(Stored data entries)
PR #3246, opened 2025-11-17
[checkbox][switch][radio] Correct the type of forwarded refs

michaldudak:
Fixes https://github.com/mui/base-ui/pull/3205#issuecomment-3543275783

### DIFF
--- a/packages/react/src/select/positioner/SelectPositioner.test.tsx
+++ b/packages/react/src/select/positioner/SelectPositioner.test.tsx
@@ -6,9 +6,9 @@ import { createRenderer, describeConformance, isJSDOM } from '#test-utils';
 
 const Trigger = React.forwardRef(function Trigger(
   props: Select.Trigger.Props,
-  ref: React.ForwardedRef<HTMLDivElement>,
+  ref: React.ForwardedRef<HTMLButtonElement>,
 ) {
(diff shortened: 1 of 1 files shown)


packages/react/src/checkbox/root/CheckboxRoot.tsx
```diff
@@ -352,7 +352,7 @@ export interface CheckboxRootState extends FieldRoot.State {
 }
 
 export interface CheckboxRootProps
-  extends NativeButtonProps,
+  extends NonNativeButtonProps,
```
atomiks, line 355: RadioRoot also needs this update (its ref is correct)

packages/react/src/switch/root/SwitchRoot.tsx
```diff
@@ -31,7 +31,7 @@ import { useValueChanged } from '../../utils/useValueChanged';
  */
 export const SwitchRoot = React.forwardRef(function SwitchRoot(
   componentProps: SwitchRoot.Props,
-  forwardedRef: React.ForwardedRef<HTMLButtonElement>,
+  forwardedRef: React.ForwardedRef<HTMLSpanElement>,
```
atomiks: `HTMLElement` alone may be better to allow changing to `<button>`, which `<Button>` itself does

▶ _Task to complete_: Among the entries, how many lines include the word "export"? Answer with a single number and nothing further.

▶ _Finished exercise_: 3